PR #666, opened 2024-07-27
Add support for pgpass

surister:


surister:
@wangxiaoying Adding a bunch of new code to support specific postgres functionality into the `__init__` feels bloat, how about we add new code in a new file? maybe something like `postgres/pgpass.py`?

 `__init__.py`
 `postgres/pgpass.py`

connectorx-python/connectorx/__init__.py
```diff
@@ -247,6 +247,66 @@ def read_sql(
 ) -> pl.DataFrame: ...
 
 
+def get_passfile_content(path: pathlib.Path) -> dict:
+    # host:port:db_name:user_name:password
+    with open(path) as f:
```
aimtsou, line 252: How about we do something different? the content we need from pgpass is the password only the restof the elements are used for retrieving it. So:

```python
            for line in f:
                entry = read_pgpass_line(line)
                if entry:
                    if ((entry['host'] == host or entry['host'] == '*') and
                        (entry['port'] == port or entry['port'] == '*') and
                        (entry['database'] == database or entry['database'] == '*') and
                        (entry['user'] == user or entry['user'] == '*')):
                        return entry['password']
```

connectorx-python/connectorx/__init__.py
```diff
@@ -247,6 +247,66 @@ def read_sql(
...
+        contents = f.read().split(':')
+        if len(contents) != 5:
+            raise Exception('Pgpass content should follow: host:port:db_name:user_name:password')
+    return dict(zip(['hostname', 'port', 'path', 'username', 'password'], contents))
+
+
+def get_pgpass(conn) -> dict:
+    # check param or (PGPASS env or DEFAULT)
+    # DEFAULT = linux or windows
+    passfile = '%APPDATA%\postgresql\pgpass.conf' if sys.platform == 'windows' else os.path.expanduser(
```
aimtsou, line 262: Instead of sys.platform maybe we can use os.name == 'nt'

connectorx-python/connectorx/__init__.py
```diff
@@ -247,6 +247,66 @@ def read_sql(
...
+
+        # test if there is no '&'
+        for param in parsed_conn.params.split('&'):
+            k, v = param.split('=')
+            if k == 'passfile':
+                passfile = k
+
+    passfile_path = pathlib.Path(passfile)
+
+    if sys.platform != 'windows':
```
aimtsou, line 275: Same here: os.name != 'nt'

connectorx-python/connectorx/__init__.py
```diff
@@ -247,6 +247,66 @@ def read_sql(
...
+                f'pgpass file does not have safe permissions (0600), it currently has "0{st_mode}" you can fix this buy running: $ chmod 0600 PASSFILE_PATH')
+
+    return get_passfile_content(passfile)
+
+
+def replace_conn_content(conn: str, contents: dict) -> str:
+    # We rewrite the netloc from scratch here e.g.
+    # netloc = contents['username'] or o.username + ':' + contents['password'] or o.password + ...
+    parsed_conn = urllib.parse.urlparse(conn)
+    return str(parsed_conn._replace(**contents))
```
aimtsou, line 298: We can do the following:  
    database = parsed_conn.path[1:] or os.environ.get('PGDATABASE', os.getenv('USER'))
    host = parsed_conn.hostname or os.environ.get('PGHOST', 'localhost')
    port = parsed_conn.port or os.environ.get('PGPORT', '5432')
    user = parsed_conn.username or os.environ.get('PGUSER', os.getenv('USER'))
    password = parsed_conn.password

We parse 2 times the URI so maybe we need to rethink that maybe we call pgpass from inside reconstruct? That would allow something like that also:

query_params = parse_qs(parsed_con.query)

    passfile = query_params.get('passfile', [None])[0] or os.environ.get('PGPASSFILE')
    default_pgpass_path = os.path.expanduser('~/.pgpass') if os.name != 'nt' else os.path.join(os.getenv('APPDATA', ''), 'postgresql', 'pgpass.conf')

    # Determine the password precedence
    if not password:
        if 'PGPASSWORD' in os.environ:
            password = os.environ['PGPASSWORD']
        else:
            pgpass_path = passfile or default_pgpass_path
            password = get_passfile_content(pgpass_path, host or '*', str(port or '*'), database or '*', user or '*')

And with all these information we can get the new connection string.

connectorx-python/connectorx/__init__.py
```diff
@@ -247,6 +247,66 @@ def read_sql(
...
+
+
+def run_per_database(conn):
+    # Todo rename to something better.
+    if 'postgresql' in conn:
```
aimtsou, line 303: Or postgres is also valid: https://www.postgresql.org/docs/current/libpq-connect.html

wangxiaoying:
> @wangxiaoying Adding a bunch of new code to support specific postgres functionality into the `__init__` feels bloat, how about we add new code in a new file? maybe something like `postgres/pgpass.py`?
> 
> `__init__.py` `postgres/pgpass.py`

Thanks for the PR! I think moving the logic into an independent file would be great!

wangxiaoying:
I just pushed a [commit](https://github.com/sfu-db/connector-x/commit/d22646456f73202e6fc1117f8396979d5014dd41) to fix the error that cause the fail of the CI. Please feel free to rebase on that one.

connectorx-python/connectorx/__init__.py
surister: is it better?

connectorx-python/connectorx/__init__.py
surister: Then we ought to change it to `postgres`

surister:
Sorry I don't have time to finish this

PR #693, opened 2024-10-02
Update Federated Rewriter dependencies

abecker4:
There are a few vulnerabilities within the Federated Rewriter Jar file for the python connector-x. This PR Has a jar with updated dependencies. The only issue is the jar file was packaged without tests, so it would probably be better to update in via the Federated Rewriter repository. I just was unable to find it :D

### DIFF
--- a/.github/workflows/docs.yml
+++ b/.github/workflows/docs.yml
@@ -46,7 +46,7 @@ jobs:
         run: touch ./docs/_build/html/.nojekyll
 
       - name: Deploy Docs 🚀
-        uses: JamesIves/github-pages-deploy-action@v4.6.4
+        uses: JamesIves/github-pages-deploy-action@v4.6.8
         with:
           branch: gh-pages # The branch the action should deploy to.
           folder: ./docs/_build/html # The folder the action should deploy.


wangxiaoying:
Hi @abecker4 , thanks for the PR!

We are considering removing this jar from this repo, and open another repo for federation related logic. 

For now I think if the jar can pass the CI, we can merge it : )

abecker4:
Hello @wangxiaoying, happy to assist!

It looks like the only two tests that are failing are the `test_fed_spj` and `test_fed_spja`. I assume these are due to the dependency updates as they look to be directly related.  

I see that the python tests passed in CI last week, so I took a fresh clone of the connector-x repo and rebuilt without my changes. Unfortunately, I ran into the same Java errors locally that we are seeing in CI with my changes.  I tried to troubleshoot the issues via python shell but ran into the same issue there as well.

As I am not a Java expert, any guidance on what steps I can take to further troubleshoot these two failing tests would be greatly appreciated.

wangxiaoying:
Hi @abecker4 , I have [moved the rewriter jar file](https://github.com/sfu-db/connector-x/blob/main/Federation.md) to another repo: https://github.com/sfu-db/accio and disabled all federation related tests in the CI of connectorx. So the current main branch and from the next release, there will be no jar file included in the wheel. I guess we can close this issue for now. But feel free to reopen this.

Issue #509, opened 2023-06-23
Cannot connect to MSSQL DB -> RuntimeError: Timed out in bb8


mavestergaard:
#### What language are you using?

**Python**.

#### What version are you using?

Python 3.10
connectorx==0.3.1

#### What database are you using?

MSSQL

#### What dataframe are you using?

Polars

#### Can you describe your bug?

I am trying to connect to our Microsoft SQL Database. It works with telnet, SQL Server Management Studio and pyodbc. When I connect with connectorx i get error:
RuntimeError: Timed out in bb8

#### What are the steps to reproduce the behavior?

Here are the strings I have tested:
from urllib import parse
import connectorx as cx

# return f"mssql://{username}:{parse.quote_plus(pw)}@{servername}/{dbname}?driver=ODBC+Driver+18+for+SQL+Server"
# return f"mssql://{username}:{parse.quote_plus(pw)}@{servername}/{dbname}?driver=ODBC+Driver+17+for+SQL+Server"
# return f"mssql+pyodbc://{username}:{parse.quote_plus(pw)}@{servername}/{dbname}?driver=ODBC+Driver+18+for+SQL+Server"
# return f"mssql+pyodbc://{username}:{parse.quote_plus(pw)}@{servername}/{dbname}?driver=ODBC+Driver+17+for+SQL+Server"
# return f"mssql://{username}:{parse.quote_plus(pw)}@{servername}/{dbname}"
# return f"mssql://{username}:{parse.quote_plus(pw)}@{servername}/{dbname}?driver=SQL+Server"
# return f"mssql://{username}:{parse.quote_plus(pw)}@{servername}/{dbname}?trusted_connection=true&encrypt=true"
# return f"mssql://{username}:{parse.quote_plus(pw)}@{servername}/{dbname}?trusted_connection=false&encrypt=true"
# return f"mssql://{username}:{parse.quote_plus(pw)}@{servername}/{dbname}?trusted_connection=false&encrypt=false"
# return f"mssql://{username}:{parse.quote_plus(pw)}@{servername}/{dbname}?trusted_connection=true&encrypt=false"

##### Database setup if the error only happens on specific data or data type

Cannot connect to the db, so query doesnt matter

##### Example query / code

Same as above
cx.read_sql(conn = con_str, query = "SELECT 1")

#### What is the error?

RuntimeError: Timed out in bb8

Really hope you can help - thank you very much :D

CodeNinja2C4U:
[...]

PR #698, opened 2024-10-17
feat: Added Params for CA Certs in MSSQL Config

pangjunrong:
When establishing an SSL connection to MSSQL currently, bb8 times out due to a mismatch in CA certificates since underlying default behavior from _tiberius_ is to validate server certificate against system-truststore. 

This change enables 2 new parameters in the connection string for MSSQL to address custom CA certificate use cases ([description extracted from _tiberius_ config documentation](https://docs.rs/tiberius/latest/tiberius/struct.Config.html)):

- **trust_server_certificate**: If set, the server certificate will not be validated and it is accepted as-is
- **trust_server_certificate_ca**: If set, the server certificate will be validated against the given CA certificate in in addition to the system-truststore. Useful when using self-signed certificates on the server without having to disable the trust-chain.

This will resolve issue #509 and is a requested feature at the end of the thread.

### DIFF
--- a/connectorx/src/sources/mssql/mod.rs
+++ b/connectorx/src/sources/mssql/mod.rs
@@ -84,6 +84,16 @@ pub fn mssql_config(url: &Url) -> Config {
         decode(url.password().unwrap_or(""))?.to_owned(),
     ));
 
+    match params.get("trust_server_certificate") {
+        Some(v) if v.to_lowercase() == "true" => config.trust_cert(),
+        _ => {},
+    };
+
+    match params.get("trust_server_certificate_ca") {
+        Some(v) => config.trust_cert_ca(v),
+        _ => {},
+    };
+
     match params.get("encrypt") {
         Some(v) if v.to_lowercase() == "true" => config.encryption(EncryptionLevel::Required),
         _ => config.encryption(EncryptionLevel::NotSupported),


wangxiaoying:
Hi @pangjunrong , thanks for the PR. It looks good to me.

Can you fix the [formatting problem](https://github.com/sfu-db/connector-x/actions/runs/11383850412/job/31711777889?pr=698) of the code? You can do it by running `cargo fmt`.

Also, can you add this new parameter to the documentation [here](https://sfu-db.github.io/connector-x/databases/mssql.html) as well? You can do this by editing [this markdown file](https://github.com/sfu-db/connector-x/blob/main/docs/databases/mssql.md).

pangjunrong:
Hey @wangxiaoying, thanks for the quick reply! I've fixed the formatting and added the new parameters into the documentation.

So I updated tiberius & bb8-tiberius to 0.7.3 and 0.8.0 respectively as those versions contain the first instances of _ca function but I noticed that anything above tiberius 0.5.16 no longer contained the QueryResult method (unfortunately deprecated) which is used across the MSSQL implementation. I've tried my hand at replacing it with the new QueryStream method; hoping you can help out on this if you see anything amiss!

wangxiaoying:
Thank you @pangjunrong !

::::::::::

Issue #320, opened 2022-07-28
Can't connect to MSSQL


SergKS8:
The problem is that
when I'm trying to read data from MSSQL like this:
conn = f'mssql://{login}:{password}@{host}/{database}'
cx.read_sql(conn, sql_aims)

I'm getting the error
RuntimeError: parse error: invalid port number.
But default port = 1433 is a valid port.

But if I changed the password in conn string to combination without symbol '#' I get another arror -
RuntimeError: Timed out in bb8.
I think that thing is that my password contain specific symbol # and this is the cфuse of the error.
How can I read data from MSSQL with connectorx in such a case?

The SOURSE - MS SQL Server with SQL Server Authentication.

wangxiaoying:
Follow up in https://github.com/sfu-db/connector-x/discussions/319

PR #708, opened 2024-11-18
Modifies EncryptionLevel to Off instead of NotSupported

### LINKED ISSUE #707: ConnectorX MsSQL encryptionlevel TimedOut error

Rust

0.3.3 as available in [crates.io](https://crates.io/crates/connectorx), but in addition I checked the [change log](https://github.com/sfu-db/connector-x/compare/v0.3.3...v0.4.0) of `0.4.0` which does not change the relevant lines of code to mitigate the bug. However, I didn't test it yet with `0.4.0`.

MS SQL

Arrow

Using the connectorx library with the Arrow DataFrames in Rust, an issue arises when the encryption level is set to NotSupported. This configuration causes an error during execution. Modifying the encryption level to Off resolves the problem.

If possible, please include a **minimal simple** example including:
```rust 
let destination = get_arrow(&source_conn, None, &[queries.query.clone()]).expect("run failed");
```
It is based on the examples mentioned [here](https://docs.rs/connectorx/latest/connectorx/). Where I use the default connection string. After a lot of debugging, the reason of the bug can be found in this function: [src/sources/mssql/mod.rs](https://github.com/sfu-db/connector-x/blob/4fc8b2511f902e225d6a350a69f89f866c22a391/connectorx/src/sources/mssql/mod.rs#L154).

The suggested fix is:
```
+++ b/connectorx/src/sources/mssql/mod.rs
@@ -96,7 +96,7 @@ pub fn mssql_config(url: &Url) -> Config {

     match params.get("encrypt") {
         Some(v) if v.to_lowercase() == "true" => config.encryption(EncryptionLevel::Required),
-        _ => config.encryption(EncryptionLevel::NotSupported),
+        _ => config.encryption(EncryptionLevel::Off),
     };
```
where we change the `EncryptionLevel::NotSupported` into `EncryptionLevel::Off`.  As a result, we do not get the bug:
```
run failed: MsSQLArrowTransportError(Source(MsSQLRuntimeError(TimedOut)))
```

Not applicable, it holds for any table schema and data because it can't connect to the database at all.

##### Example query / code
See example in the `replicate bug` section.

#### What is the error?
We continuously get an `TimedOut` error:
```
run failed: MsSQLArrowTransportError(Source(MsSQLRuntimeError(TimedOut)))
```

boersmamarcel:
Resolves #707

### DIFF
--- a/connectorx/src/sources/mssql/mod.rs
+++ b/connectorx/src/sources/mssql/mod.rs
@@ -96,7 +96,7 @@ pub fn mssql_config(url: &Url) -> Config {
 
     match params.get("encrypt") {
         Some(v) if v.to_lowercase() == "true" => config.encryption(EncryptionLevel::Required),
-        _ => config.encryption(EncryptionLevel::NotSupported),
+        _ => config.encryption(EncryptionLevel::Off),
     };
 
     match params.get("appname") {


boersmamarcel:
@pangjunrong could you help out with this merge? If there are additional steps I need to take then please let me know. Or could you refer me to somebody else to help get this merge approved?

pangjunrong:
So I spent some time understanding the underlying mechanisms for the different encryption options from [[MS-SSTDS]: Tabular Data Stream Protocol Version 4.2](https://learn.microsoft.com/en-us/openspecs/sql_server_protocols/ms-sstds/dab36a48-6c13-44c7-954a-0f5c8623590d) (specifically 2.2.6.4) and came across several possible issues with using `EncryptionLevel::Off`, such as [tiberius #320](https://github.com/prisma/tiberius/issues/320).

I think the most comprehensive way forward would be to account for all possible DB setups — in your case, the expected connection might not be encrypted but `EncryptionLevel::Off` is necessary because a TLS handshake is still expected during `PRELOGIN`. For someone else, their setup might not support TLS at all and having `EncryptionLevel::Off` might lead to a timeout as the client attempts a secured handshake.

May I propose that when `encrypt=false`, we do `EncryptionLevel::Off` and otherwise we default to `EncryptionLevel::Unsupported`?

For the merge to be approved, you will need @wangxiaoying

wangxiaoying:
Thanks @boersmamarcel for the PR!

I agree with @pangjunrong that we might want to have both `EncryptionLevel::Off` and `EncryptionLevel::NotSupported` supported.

::::::::::

Please give back, exactly as it stands above, the stretch from the line with "Also, can you" through the line with "Hey @wangxiaoying, thanks", and no line outside it.

§ **EXPECTED ANSWER**
Also, can you add this new parameter to the documentation [here](https://sfu-db.github.io/connector-x/databases/mssql.html) as well? You can do this by editing [this markdown file](https://github.com/sfu-db/connector-x/blob/main/docs/databases/mssql.md).

pangjunrong:
Hey @wangxiaoying, thanks for the quick reply! I've fixed the formatting and added the new parameters into the documentation.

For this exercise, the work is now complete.